# Items from a data source
--- START ---

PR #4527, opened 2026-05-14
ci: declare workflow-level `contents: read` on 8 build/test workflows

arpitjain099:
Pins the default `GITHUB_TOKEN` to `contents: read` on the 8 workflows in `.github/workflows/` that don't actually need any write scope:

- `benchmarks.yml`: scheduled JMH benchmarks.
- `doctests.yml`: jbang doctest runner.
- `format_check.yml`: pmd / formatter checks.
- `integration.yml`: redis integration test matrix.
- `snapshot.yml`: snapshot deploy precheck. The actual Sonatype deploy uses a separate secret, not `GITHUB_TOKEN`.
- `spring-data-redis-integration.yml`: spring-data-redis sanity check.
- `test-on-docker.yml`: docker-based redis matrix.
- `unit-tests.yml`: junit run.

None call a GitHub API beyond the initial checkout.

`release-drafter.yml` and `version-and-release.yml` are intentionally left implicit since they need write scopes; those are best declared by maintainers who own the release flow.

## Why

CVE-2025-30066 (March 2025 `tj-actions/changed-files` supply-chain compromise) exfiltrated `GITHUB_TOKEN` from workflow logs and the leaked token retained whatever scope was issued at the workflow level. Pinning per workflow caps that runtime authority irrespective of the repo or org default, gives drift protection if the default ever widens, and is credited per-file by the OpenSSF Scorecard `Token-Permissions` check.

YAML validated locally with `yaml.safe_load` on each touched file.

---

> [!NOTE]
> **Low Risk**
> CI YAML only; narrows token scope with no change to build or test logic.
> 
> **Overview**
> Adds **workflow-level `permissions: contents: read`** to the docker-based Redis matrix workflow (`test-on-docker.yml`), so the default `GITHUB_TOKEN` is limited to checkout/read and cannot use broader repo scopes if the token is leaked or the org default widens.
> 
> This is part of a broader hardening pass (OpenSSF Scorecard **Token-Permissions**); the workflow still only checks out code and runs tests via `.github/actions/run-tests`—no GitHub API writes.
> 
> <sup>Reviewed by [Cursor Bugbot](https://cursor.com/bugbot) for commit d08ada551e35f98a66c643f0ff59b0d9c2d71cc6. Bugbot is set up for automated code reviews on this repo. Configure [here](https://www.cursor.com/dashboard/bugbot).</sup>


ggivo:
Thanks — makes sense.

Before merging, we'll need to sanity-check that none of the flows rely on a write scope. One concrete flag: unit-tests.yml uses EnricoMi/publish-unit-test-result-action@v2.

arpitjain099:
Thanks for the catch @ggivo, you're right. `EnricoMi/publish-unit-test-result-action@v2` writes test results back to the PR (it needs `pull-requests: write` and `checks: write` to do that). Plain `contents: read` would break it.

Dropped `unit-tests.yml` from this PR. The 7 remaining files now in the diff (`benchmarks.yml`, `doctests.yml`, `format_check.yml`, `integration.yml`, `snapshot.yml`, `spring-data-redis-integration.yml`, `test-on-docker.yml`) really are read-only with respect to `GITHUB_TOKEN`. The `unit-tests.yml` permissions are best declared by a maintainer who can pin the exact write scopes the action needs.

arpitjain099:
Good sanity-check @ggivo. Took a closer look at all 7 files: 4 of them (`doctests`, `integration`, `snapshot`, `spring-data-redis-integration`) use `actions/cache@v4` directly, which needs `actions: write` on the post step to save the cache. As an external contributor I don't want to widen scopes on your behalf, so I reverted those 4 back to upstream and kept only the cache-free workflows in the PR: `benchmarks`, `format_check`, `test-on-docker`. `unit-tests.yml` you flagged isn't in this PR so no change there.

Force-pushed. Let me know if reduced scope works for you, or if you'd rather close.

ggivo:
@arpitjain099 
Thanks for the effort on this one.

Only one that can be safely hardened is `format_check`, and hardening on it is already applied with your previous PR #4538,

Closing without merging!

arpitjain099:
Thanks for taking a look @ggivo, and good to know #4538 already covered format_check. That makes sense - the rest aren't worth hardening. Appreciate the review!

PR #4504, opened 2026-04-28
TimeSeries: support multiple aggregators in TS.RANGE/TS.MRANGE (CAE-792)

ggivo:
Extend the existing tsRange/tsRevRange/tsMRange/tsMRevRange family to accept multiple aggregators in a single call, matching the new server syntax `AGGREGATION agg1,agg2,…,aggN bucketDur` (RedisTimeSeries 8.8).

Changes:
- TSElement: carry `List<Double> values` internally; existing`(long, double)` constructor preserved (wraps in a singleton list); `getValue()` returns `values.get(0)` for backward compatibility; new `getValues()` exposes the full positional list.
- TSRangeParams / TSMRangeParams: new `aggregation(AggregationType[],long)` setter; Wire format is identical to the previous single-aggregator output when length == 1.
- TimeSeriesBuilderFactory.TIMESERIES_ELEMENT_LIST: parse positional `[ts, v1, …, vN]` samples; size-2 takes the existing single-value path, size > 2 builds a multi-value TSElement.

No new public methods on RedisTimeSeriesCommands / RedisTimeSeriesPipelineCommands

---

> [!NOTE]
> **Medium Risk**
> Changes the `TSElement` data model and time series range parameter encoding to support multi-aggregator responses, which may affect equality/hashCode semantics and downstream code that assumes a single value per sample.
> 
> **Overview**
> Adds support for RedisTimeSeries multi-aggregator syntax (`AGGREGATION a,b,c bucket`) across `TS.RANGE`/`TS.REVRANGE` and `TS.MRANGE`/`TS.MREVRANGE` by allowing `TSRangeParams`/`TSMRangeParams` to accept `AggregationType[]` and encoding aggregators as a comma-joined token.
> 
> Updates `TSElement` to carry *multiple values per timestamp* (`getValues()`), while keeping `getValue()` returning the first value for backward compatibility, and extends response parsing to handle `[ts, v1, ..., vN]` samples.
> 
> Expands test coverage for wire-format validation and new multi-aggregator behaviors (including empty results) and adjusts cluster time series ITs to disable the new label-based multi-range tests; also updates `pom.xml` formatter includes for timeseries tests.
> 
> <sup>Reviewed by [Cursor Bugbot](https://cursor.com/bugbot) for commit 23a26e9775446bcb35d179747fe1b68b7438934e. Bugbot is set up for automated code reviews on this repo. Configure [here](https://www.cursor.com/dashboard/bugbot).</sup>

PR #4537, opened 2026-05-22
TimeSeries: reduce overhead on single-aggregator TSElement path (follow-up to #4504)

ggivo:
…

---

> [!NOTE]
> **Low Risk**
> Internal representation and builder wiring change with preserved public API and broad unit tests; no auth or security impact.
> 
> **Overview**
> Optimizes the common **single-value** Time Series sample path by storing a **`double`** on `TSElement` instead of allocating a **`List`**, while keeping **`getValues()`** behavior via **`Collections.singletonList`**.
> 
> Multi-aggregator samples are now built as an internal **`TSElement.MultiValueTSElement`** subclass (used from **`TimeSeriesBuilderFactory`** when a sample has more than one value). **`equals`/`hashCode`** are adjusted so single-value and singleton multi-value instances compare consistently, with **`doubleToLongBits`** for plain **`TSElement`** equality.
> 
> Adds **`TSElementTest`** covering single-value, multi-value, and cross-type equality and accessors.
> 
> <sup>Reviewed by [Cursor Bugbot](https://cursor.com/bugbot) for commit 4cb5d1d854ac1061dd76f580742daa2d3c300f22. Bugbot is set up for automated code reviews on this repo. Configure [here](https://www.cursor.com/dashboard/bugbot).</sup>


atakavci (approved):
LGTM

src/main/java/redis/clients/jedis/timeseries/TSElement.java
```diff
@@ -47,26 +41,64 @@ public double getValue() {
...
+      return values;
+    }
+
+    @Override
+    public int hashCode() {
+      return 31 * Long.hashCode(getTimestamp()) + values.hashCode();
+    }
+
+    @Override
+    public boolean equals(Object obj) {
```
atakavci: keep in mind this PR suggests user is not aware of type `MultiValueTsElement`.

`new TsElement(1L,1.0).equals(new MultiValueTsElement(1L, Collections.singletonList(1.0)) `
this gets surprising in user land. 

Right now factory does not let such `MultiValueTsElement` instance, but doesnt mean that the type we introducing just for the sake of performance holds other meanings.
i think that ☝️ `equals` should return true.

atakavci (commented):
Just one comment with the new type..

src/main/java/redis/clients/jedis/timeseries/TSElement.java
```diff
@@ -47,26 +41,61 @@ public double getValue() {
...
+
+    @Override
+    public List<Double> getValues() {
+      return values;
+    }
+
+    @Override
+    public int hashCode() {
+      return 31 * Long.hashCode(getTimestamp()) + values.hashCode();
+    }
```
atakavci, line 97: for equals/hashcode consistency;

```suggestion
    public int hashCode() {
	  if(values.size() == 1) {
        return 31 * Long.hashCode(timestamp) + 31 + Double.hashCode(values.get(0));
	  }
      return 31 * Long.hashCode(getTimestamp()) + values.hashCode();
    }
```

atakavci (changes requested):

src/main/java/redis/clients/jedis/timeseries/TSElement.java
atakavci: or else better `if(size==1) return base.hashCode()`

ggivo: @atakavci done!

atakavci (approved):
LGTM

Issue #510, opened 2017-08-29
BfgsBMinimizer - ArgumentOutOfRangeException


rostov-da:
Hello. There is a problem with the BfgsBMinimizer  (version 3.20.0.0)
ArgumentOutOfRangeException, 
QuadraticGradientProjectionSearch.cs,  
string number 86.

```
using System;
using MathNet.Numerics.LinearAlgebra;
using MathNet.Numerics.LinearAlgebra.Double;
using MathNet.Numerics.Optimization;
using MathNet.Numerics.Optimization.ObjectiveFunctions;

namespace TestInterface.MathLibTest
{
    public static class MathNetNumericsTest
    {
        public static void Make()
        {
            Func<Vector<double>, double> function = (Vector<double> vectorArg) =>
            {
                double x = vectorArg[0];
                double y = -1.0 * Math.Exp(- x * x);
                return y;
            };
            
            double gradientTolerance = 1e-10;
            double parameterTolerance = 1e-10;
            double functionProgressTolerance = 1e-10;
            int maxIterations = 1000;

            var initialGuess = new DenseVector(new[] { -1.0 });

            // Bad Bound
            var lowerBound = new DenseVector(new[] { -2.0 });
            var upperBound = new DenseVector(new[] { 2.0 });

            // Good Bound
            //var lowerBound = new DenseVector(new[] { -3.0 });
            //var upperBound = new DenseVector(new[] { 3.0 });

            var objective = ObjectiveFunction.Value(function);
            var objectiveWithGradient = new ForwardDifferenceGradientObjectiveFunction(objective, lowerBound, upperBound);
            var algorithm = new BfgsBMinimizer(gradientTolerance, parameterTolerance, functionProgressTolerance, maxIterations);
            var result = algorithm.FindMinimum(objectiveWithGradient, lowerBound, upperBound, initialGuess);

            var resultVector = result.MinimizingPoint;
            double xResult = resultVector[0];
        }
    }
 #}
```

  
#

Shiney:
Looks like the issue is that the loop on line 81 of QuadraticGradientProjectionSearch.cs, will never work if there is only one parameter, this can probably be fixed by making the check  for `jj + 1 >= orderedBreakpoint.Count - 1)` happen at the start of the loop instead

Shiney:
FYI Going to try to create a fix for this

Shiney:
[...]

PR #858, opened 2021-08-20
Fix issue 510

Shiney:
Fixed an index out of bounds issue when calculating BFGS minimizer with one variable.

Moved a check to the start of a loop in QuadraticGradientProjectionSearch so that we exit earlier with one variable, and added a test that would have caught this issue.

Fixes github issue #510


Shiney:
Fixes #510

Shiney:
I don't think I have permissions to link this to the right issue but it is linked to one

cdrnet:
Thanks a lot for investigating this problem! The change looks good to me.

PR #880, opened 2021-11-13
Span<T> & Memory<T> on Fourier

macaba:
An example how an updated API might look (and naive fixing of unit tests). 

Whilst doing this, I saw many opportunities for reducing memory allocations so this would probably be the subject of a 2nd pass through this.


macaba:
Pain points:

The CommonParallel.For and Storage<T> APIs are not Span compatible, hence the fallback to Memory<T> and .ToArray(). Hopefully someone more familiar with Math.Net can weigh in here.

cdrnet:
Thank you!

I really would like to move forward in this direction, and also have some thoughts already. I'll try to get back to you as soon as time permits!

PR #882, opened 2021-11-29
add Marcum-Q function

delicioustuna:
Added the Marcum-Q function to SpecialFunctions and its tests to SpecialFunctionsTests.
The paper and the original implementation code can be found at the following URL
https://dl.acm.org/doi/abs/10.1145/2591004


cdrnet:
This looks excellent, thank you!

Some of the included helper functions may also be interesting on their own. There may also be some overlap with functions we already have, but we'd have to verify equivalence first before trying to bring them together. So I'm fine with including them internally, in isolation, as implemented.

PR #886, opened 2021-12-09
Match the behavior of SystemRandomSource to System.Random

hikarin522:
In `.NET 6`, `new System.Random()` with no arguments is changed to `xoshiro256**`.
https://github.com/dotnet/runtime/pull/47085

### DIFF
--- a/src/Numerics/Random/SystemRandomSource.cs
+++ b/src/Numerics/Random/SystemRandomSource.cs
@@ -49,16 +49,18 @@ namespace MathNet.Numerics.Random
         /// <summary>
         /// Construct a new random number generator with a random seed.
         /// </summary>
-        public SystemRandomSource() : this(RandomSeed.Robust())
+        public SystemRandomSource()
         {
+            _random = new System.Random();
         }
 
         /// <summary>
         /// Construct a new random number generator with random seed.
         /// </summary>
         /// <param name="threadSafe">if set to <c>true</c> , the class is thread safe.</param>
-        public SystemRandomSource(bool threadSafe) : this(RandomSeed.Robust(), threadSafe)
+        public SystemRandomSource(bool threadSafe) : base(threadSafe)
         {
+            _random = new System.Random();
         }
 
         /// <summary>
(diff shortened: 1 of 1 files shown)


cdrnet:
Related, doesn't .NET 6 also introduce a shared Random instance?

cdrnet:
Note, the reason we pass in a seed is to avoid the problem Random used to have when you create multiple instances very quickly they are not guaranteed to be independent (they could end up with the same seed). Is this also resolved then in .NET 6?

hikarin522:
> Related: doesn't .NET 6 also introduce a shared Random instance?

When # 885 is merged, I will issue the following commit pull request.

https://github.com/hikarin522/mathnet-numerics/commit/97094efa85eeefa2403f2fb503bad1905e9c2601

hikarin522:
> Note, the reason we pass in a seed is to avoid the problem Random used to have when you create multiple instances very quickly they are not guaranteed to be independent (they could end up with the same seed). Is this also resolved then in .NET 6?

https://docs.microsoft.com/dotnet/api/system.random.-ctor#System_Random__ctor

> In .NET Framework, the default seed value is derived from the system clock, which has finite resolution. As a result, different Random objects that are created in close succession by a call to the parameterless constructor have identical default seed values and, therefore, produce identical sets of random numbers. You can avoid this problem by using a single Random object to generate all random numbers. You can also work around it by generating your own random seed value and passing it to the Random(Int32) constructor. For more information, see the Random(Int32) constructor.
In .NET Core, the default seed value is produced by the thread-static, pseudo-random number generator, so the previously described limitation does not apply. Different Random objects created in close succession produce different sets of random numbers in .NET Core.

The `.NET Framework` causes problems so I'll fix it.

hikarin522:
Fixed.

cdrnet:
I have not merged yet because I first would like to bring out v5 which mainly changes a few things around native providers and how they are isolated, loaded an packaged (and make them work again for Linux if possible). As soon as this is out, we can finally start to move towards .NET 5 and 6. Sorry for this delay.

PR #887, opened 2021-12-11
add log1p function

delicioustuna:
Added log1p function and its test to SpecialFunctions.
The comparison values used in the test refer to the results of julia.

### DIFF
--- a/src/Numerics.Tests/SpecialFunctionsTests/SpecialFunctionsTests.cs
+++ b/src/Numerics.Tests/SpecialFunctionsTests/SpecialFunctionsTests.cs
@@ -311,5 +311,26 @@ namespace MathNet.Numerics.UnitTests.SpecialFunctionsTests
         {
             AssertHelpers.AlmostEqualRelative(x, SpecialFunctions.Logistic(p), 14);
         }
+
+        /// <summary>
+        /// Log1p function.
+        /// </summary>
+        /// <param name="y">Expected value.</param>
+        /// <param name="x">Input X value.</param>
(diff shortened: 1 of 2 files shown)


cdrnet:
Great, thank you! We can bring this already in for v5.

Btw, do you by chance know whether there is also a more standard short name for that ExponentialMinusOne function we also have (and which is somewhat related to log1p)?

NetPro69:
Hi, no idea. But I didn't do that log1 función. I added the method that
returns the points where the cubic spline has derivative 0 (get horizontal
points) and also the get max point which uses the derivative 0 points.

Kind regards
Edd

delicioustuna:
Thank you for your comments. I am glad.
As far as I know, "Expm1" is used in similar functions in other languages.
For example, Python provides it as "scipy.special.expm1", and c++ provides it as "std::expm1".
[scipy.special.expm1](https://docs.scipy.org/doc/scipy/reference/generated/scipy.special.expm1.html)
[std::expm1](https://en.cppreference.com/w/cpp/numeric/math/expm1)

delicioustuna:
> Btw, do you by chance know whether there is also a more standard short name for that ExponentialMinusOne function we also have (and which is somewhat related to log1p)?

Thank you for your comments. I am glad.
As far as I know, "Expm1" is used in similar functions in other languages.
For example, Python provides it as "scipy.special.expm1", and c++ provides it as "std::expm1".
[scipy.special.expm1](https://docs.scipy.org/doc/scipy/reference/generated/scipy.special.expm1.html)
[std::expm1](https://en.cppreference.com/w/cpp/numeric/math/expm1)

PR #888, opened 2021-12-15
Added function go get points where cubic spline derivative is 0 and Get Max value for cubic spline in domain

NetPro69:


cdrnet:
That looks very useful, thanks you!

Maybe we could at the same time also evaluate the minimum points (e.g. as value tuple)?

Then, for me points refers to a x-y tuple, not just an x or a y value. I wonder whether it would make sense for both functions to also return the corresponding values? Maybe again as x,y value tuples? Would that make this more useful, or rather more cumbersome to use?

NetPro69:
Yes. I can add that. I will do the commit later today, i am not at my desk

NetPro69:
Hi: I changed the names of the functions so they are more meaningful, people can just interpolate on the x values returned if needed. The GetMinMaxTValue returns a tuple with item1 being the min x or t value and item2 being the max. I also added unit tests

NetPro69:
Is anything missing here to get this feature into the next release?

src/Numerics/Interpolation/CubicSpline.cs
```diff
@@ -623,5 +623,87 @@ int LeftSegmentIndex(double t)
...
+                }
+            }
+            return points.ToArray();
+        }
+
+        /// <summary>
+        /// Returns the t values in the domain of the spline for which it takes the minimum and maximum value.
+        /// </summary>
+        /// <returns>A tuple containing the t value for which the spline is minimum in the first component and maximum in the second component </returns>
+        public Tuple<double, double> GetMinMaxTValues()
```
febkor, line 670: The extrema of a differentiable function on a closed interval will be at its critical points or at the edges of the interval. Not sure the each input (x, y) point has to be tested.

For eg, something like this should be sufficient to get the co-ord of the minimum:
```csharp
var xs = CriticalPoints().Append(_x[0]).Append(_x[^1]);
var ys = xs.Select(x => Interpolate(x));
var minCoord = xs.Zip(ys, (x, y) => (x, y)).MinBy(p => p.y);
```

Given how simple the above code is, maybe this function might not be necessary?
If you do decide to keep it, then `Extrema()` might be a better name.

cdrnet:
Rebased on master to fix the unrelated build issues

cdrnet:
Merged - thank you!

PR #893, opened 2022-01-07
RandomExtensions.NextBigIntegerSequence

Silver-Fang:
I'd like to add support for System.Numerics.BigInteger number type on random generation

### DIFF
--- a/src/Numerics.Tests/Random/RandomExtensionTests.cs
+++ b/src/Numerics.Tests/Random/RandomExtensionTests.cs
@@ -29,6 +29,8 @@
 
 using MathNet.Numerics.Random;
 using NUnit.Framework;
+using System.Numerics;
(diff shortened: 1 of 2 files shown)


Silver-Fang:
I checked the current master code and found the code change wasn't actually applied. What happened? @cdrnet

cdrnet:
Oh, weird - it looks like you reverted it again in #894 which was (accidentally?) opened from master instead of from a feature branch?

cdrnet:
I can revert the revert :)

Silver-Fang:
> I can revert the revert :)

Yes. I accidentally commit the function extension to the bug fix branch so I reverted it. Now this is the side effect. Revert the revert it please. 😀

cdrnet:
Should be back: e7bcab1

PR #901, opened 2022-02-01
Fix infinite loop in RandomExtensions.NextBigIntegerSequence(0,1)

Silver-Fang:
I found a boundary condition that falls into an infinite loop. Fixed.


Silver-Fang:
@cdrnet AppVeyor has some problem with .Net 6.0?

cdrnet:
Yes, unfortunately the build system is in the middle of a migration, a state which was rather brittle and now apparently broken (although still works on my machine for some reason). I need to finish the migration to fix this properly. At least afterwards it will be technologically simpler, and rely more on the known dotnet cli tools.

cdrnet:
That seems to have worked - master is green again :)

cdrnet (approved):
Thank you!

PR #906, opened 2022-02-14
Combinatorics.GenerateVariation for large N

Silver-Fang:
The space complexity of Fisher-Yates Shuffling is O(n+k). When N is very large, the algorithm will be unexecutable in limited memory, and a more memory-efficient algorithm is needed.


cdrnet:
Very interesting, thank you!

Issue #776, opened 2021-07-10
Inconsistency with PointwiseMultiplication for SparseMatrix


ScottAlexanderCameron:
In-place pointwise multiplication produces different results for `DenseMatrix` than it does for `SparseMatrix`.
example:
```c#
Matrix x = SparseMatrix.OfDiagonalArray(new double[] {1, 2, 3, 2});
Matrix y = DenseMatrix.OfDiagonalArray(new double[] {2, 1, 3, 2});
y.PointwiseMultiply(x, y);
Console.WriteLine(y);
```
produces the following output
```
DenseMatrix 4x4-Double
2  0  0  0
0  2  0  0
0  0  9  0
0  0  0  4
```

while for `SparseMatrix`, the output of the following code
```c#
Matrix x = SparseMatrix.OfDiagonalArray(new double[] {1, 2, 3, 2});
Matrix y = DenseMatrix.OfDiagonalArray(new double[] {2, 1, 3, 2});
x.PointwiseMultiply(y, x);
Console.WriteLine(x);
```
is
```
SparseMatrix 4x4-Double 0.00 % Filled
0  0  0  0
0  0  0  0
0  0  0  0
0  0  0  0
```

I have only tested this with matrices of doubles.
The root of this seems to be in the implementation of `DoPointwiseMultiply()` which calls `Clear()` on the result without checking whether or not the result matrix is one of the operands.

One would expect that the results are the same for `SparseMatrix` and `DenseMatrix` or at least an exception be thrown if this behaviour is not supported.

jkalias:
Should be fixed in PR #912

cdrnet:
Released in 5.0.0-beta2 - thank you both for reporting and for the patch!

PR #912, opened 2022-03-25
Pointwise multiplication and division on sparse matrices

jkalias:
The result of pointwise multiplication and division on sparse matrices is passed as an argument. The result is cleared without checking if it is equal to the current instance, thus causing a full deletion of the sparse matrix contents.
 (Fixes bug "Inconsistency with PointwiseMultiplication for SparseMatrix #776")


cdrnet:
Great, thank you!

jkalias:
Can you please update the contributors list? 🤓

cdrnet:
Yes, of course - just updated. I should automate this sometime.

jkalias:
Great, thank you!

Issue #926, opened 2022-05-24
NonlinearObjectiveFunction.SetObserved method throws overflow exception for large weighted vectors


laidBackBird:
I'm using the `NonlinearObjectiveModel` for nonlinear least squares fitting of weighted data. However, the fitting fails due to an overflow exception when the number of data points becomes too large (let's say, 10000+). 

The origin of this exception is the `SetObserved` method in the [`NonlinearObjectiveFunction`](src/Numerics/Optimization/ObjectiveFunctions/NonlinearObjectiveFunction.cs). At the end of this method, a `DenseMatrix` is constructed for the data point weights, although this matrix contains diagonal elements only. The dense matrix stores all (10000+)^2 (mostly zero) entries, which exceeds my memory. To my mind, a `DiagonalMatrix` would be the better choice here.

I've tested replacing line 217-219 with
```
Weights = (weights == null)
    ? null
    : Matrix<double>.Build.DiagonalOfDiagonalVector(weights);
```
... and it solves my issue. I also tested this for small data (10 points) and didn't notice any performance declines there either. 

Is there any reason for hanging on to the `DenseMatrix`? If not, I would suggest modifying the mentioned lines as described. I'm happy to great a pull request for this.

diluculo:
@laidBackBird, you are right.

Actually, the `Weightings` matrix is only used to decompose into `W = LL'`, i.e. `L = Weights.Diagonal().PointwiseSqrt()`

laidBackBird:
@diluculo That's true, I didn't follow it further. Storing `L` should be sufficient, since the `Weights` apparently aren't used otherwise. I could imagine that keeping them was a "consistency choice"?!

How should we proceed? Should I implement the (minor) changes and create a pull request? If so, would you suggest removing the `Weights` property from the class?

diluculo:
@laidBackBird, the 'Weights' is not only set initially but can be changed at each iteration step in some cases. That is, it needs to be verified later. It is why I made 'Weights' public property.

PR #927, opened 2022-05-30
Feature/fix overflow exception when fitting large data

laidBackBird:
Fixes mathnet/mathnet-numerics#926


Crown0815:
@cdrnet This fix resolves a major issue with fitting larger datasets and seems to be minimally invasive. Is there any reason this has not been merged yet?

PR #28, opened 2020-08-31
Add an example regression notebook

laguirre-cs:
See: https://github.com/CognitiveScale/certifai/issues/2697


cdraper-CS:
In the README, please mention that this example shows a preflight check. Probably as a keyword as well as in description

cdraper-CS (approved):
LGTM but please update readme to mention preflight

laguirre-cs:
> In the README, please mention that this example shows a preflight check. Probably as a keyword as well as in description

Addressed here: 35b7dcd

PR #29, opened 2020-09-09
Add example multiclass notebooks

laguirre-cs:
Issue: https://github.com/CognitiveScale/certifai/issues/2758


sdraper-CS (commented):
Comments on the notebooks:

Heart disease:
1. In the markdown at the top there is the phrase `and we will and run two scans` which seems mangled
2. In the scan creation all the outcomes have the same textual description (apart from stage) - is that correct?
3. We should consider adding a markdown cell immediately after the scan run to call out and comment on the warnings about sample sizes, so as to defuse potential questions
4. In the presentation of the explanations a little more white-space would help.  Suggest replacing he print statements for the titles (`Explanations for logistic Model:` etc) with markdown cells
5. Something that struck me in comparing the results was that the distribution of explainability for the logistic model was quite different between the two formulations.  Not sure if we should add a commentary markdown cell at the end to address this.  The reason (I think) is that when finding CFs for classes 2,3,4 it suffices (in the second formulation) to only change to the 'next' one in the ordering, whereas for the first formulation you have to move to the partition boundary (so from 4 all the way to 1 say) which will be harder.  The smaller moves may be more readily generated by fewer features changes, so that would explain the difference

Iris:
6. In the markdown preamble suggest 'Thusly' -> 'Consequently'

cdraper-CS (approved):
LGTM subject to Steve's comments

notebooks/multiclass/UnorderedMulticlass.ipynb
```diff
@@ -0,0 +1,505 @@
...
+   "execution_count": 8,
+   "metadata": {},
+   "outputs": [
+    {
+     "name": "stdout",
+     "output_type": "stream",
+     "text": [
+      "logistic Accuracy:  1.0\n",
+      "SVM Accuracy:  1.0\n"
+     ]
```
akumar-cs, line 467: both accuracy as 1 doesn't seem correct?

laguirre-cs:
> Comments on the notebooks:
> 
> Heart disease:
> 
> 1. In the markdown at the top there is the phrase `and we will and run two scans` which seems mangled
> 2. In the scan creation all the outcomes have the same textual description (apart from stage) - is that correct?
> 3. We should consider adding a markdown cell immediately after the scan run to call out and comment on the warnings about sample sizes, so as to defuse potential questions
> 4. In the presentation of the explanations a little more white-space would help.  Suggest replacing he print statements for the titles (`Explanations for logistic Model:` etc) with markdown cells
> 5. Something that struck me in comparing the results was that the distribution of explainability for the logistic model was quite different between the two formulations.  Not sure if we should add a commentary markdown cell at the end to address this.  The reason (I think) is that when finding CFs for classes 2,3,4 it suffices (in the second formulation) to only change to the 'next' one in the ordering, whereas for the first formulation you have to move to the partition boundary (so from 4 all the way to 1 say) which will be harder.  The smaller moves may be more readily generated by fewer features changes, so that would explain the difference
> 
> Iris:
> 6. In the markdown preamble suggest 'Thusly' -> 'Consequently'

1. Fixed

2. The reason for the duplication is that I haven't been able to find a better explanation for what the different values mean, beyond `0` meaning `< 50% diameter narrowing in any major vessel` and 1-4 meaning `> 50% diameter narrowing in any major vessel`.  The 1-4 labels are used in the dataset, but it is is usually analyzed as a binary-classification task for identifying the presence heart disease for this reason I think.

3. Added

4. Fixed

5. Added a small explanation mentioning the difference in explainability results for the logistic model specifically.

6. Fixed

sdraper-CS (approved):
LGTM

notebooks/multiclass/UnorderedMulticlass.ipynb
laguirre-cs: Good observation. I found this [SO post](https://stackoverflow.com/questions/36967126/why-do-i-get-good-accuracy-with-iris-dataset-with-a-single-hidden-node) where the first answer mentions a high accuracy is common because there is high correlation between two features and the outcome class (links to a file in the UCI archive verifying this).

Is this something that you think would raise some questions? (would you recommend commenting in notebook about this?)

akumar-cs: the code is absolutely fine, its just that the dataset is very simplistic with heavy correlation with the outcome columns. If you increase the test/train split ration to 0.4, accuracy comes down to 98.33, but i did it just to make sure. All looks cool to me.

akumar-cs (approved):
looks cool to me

--- END ---

# HOW TO COMPLETE THIS TASK
Look through the data above for the string "Explanations" and copy every line where it appears.

# RESULT FOR THIS TASK
4. In the presentation of the explanations a little more white-space would help.  Suggest replacing he print statements for the titles (`Explanations for logistic Model:` etc) with markdown cells
> 4. In the presentation of the explanations a little more white-space would help.  Suggest replacing he print statements for the titles (`Explanations for logistic Model:` etc) with markdown cells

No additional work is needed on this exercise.